Theora blinked. “What?”

Dema shrugged innocently. “Don’t mind me, just saying things. This is like when you first made me shale tea! Practising for our date?”

A slight amount of blood rushed into Theora’s head. “Something like that,” she murmured.

[im//possibility] had been the culprit back then, making it almost impossible for Dema to fix her own hair, so Theora had done it for her instead.

And since then, decades had passed. Decades during which Theora hadn’t worked on a single one of her new Skills; they were still sitting around at low Levels.

Because Hallmark had passed in the blink of an eye.

And she still felt the exhaustion in her bones. She hadn’t had any rest since then; even the journey they were on now regularly pushed Theora’s mind into a state of alertness.

At that thought, she immediately perked up. “Where are Bell and Iso?”

Dema shrugged. “Probably off somewhere, playing. They know where we are, have the party map after all.”

Theora took a deep breath.

“Hey li’l rabbit,” Dema started. “You alright?”

Theora rubbed her eyes. “Can’t sleep very well lately.”

She couldn’t even attempt to help a town in need without it actually being a scheme to get Dema killed.

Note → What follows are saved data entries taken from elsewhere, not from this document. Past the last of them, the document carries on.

PR #4802, opened 2025-06-10
front of house link a11y

### LINKED ISSUE #4221: Contextual link fixes arising from a11y audit

StephDriver:
Close #4221

### DIFF
--- a/src/themes/OLH/templates/journal/article.html
+++ b/src/themes/OLH/templates/journal/article.html
@@ -2,6 +2,7 @@
 {% load static %}
 {% load hooks %}
 {% load i18n %}
+{% load dates %}
 
 {% block page_title %}{% if article.preprint %}{% trans "Preprint" %} {% endif %}{% trans "Article" %}{% endblock %}
 
@@ -303,7 +304,7 @@
                                             {% if article.is_published or proofing %}
                                                 <p id="article_date_published">
                                                     {% trans "Published on" %} <br>
-                                                    {{ article.date_published|date:"Y-m-d" }}
+                                                    {{ article.date_published|date_human }}
                                                 </p>
                                             {% endif %}
                                         </div>
@@ -439,10 +440,10 @@
                                  <li>{% trans "Original ISSN" %}: {{ article.ISSN_override }}</li>
                                  {% endif %}
                                  {% if journal_settings.article.display_date_submitted and article.date_submitted %}
-                                 <li>{% trans "Submitted on" %}: {{ article.date_submitted|date:"Y-m-d" }}</li>
+                                 <li>{% trans "Submitted on" %}: {{ article.date_submitted|date_human }}</li>
                                 {% endif %}
                                 {% if journal_settings.article.display_date_accepted and  article.date_accepted %}
-                                <li>{% trans "Accepted on" %}: {{ article.date_accepted|date:"Y-m-d" }}</li>
+                                <li>{% trans "Accepted on" %}: {{ article.date_accepted|date_human }}</li>
                                 {% endif %}
                              </ul>
                          </div>
--- a/src/themes/OLH/templates/journal/article.html
+++ b/src/themes/OLH/templates/journal/article.html
@@ -324,7 +324,7 @@
                                         <div class="large-6 columns" data-equalizer-watch>
                                         {% endif %}
                                             <p>{% trans "License" %}</p>
-                                            <a class="has-tip scroll-link" rel="license" data-allow-html="true" id="license" title="{{ article.license.text|safe }}" data-tooltip="2cc6nw-tooltip" aria-haspopup="true" data-fade-out-duration="1000" title="" aria-describedby="pyltep-tooltip" data-yeti-box="pyltep-tooltip" data-toggle="pyltep-tooltip" data-resize="pyltep-tooltip" data-events="resize" href="{{ article.license.url }}"><p>{{ article.license.name }}</p></a>
+                                            <a class="has-tip scroll-link" rel="license" data-allow-html="true" id="license" title="{{ article.license.text|safe }}" data-tooltip="2cc6nw-tooltip" aria-haspopup="true" data-fade-out-duration="1000" aria-describedby="pyltep-tooltip" data-yeti-box="pyltep-tooltip" data-toggle="pyltep-tooltip" data-resize="pyltep-tooltip" data-events="resize" href="{{ article.license.url }}"><p>{{ article.license.name }}</p></a>
                                         </div>
                                     </div>
                                 </div>
--- a/src/themes/OLH/templates/repository/preprint.html
+++ b/src/themes/OLH/templates/repository/preprint.html
@@ -3,6 +3,7 @@
 {% load hooks %}
 {% load i18n %}
 {% load foundation %}
+{% load dates %}
 
 {% block title %}{{ preprint.title }}{% endblock %}
 
@@ -124,8 +125,8 @@
                     {% endif %}
                     <h2>{% trans "Metadata" %}</h2>
                     <ul>
-                        <li>{% trans "Published" %}: {{ preprint.date_published|date:"Y-m-d" }}</li>
-                        <li>{% trans "Last Updated" %}: {{ preprint.current_version.date_time|date:"Y-m-d" }}</li>
+                        <li>{% trans "Published" %}: {{ preprint.date_published|date_human }}</li>
+                        <li>{% trans "Last Updated" %}: {{ preprint.current_version.date_time|date_human }}</li>
                         {% if preprint.license %}<li>
                           {% trans "License" %}: <a href="{{ preprint.license.url }}" data-toggle="tooltip"
                                                      title="{{ preprint.license.text }}">{{ preprint.license.name }}</a>
@@ -144,7 +145,7 @@
                             <li><a href="{% url 'repository_file_download' preprint.id version.file.id %}" >
                                 <i aria-hidden="true" class="fa fa-download">&nbsp;</i>
                                 <span class="sr-only">{% trans 'Download' %}</span>
-                                {% trans 'Version' %} {{ version.version }} - {{ version.date_time|date:"Y-m-d" }}
+                                {% trans 'Version' %} {{ version.version }} - {{ version.date_time|date_human }}
                             </a></li>
                             {% empty %}
                             <li>{% trans "This is the only version of the preprint." %}</li>
--- a/src/themes/clean/templates/core/news/index.html
+++ b/src/themes/clean/templates/core/news/index.html
@@ -1,5 +1,6 @@
 {% extends "core/base.html" %}
 {% load truncate %}
+{% load dates %}
 
 {% block title %}{{ journal_settings.news.news_title }}{% endblock title %}
 
@@ -12,7 +13,7 @@
         {% for item in news_items %}
             <div class="col-md-12">
                 <h4>{{ item.title|safe }}</h4>
-                <h6>{{ item.byline }} on {{ item.posted|date:"Y-m-d" }}</h6>
+                <h6>{{ item.byline }} on {{ item.posted|date_human }}</h6>
                 <p>{{ item.body|truncatewords_html:50|safe }}</p>
                 <a href="{% url 'core_news_item' item.pk %}">{% trans 'Read More' %}</a>
                 <hr/>
--- a/src/core/templatetags/dates.py
+++ b/src/core/templatetags/dates.py
@@ -2,6 +2,7 @@ from datetime import datetime, timedelta
 
 import pytz
 from django import template
+from django.conf import settings
 from django.template.exceptions import TemplateSyntaxError
 from django.utils import timezone, formats
 from django.utils.translation import gettext as _
@@ -54,16 +55,16 @@ def offset_date(context, days=0, input_type="date"):
 @register.filter(name='date_human', is_safe=True)
 def date_human(value):
     """Convert a date to a human readable Day Month(text) Year format e.g. 3 January 2025"""
-    if value == "":
-        logger.warning("date_human filter received no value - expected a datetime object")
-        return ""
-    elif isinstance(value, datetime):
+    if isinstance(value, datetime):
         return formats.date_format(
             value,
             format="j F Y",
             use_l10n=True,
         )
     else:
-        raise TemplateSyntaxError(
-            "The value filtered by `date_human` must be a `datetime.datetime`"
-        )
+        error_message = "The value filtered by `date_human` must be a `datetime.datetime`"
+        if settings.DEBUG:
+            raise TemplateSyntaxError(error_message)
+        else:
+            logger.error(error_message)
+            return ""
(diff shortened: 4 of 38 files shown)


StephDriver:
Work in Progress:
- [ ] create filter for external link, as a base for other link templates.
- [ ] find links (642 across 163 files in Themes)
- [ ] work through all {# LinkA11y #} tagged links in the html, and add new link filter templates as needed.
- [ ] work through js links and update syntax individually to match the new link type filter templates.
- [ ] consider links in common templates that are used in Front of House.

StephDriver:
Syntax Notes:

``` django
{% load render_string links %}
```

```django
 {% render_string '<a ...... </a>' as link_html %}
 {{ link_html|external_link:"contextual" }}
```

```django
 {% render_string '<a aria-labelledby=.......... </a>' as link_html %}
 {{ link_html|external_link }}
```

StephDriver:
## Link Syntax

After much discussion, we have decided not to use templates, and instead to review and update each link in situ.

### Contextual v ARIA
If an external or internal link is contextual, then no aria markup is required.  Otherwise, add an aria-labelledby, aria-describedby or aria-label.

### External Links

```
<a  class="external-link" target="_blank" >

    inner html content

    <i aria-hidden="true" class="fa fa-external-link" style="vertical-align: super; font-size: 0.8em;"
        title="{% trans 'External link, opens in new tab.' %}"> </i>
    <span class="sr-only">{% trans "External link, opens in new tab." %}</span>

    any closing inner html tags

</a>
```

### Read more Links

### Internal Links

### Actions:
If an action rather than navigation, then markup as `{# ButtonA11y #}` for individual consideration at the end.

StephDriver:
## Buttons

for navigation dropdowns, use `dropdown-button` css to get original style.

### Close alert messages example
```django
        {% for message in messages %}
            <div class="alert alert-{{ message.tags }} alert-dismissable">
                <button class="close" data-dismiss="alert" aria-describedby="message-{{ message.id }}">
                    <span aria-hidden="true">&times;</span>
                    <span class="sr-only">{% trans 'Close message' %}</span>
                </button>
                <span id="message-{{ message.id }}">{{ message|linebreaksbr }}</span>          
            </div>
        {% endfor %}
```

src/themes/OLH/templates/journal/article.html
```diff
@@ -302,19 +347,24 @@ <h2>
                             {% include "elements/journal/share.html" %}
                             <div class="section">
                                 {% if article.is_published or proofing %}
-                                    <h2>{% trans "Downloads" %}</h2>
+                                    <h2>{% trans "Files" %}</h2>
```
mauromsl, line 337: This change doesn't seem to be related to the accessibility changes? I think downloads was a good fit + it has a good translation + its translation carries more meaning than its translation under many contexts. I think its best to stick to the purpose of the issue and avoid spurious changes.

src/themes/OLH/templates/repository/preprint.html
```diff
@@ -128,13 +128,28 @@ <h2>{% trans "Metadata" %}</h2>
...
+                                title="{{ preprint.license.text }}"
+                                target="_blank"
+                                >
+                                {{ preprint.license.name }}
+                                {% include "elements/icons/link_external.html" %} 
+                            </a>
                         {% endif %}
                         </li>
-                        <li>Subjects: {% include "common/repository/subject_display.html" %}</li>
+                        <li>{% trans "Subjects: " %} {% include "common/repository/subject_display.html" %}</li>
```
mauromsl: Avoid trailing whitespace inside translation target.

src/themes/OLH/templates/repository/preprint.html
```diff
@@ -128,13 +128,28 @@ <h2>{% trans "Metadata" %}</h2>
...
                         {% if preprint.keywords.all %}
-                          <li>Keywords: {% for keyword in preprint.keywords.all %}{{ keyword.word }}{% if not forloop.last %}, {% endif %}{% endfor %}</li>
+                            <li>{% trans "Keywords: " %}
```
mauromsl: Avoid trailing whitespace inside translation target.

src/themes/clean/templates/core/login.html
```diff
@@ -44,8 +44,8 @@ <h2 class="text-center">{% trans "Log in with your account" %}</h2>
                                         class="btn btn-primary btn-block">{% trans "Log in" %}</button>
                             </p>
                         </form>
-                        <p class="text-center"><a
-                                href="{% url 'core_get_reset_token' %}">{% trans "Forgotten your password?" %}</a>
+                        <p class="text-center">
+                            <a href="{% url 'core_get_reset_token' %}">{% trans "Forgotten your password?" %}</a>
```
mauromsl: Try to avoid formatting changes that are not related to the issues we are addressing, as they can make the merge process more complicated than it should. If we want to reformat the HTML, we should look at doing it within its own PR and with a deterministic process (e.g a linter)

src/themes/clean/templates/core/news/index.html
```diff
@@ -12,10 +12,10 @@ <h1>{{ journal_settings.news.news_title }}</h1>
         </div>
         {% for item in news_items %}
             <div class="col-md-12">
-                <h2>{{ item.title|safe }}</h2>
+                <h2 id="news-item-{{ item.pk }}">{{ item.title|safe }}</h2>
                 <p class="byline">{{ item.byline }} on {{ item.posted|date_human }}</p>
                 <p>{{ item.body|truncatewords_html:50|safe }}</p>
-                <a href="{% url 'core_news_item' item.pk %}">{% trans 'Read More' %}</a>
+                <a href="{% url 'core_news_item' item.pk %}" aria-describedby="news-item-{{ item.pk }}">{% trans 'Read more' %}</a>
```
mauromsl: If changing the key to this translation target we need to:
 - Update the key in the translation files
 - Update the translations so they match the default case

src/themes/clean/templates/elements/journal/issue_list.html
```diff
@@ -1,13 +1,13 @@
 <ul>
     {% for issue in issues %}
         <li>
-            <a href="{% url 'journal_issue' issue.id %}" 
-                aria-label='{{ issue.display_title_a11y }} ({{ issue.articles.all.count }} {% trans "items" %})' 
+            <a href="{% url 'journal_issue' issue.id %}"
+                aria-label='{{ issue.display_title_a11y }} ({{ issue.articles.all.count }} {% trans "items" %})'
```
mauromsl: Try to avoid formatting changes that are not related to the issues we are addressing.

src/themes/clean/templates/elements/journal/issue_list_by_decade.html
```diff
@@ -6,7 +6,9 @@
 <ul class="list-inline">
     {% for decade, issues in issues_by_decade.items %}
         <li class="list-inline-item">
-            <a href="#decade-{{ decade }}">{{ decade }}</a>
+            <a href="#decade-{{ decade }}">
+                {{ decade }}
+            </a>
```
mauromsl: Try to avoid formatting changes that are not related to the issues we are addressing

src/themes/clean/templates/elements/journal/issue_sidebar.html
```diff
@@ -6,8 +6,8 @@
             <h2>{% trans 'Downloads' %}</h2>
             <p>
                 <a href="{% url 'journal_issue_download_galley' issue.pk issue.galley.pk %}">
-                    <i aria-hidden="true" class="fa fa-download"></i>&nbsp
-                    {% trans 'Download Issue' %} (PDF)
+                    {% trans 'Issue' %} (PDF)
+                    {% include "elements/icons/link_download.html" %}
```
mauromsl, line 10: Isn't "Download Issue" a better title here? Even if redundant with the icon, it gives a more clear prompt to translators of what the text means.

src/themes/clean/templates/elements/journal/issue_sidebar.html
```diff
@@ -20,7 +20,7 @@ <h2>
                 {% for issue in issues %}
                 {% if issue.issue_type.code == 'issue' %}
                     <li><a href="{% url 'journal_issue' issue.id %}" aria-label='{{ issue.display_title_a11y }}'>
-                        {{ issue.display_title }} 
+                        {{ issue.display_title }}
```
mauromsl: Try to avoid formatting changes that are not related to the issues we are addressing

src/themes/clean/templates/journal/full-text-search.html
```diff
@@ -38,17 +38,23 @@ <h1>{% trans 'Article Search Results' %}</h1>
                                 {% include 'elements/forms/errors.html'  with form=form%}
                                 {% bootstrap_form form %}
                             {% else %}
-                                {% trans "You are currently browsing by keyword" %}. <a href="{% url 'search' %}">{% trans 'Search for an article' %}.</a>
+                                {% trans "You are currently browsing by keyword." %}
```
mauromsl: If changing the key to this translation target we need to:
 - Update the key in the translation files
 - Update the translations so they match the new default punctuation

mauromsl (changes requested):
Thanks @StephDriver what a monumental piece of work, well done!

I've added a few comments regarding unrelated changes / changes that have an impact on translations.

I would avoid, if possible, changes to translation keys that are not directly related to accessibility (even if those changes are desireable). I think we should address them separately as they could potentially cause:
 - Difficulty to resolve merge conflicts.
 - Changes to pre-existing translation work.
 - Overhead in code review
 - Personal preference / inconsistent changes (e.g. Change the casing of some links like "Read More" to "Read more" but not "Download Issue" to "Download issue")
 - Changes to translation keys that become more ambiguous for our translators (e.g. "Download Issue" to "Issue"), even while being redundant with the new icons.
 
 Also, best to avoid formatting changes to HTML code that does not relate at all to the issues. It over complicates the merge process and could lead to more inconsistencies / bad merge resolutions. Ideally we want to resolve these formatting inconsistencies on their own

src/themes/OLH/templates/journal/article.html
mauromsl: Just realised it is to avoid the View/Download interaction below, so please ingore this one

src/themes/clean/templates/elements/journal/issue_sidebar.html
StephDriver: the download icon template is semantic, so it already has the word download in it.   So if I didn't change line 10 this would read "Download issue (download.)"

src/themes/clean/templates/core/login.html
StephDriver: Good catch - I think this one is from the way I worked - by tagging links to identify them all, then removing each tag as I reviewed that link. This file shouldn't have ended up being touched at all because it is deprecated so I must have made a mistake when removing it's tags.  I'll change it back and rebase so that it doesn't end up as part of this branch at all.

src/themes/clean/templates/core/news/index.html
StephDriver: On looking into this, every single PO file had it as "Read More" so I'm going to standardise the English to the same!

StephDriver:
There was a team discussion about the styling of the icons.  Ideally we would have wanted them to both recede, and be underlined as part of the link - but this doesn't seem possible.  The icon will only underline when the css targets it directly, or specifically told to inherit the text-decoration. But as the icon has a slightly lower opacity in order to subtly recede, the underlining ends up a different colour to the rest of the link.  Styling an enclosing element has not fixed this, as the icon will default to `text-decoration: none`. The only way around I could think of was to use a bottom border instead of text-decoration, but this then would look quite different from all other links, and so all would need to be restyled to have their underlining suppressed, and such is likely to conflict with custom css.

TLDR. the path of least waste of time was to have links as normal, and the icon will be next to it, receded but not be underlined but is clickable as part of that link so that the behaviour remains intuitive.

mauromsl (approved):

What else was a scheme? Were Bell and Iso fine off on their own, or would she find Iso torn into pieces again, or Bell smeared into jellyfish goop?

What if they were being pulled into another plot for an awful end, all while Theora sat here, selfishly drinking lava tea, getting all distracted by looking into Dema’s pretty and muddied face.

Or, what if something happened to them while Theora decided to close her eyes and sleep for just a second too long. She was close to passing out almost every second of the day, her mind on the brink of shutting off — but whenever she finally did, at night, when she gave in, instead her brain rattled her back awake, to be watchful and alert.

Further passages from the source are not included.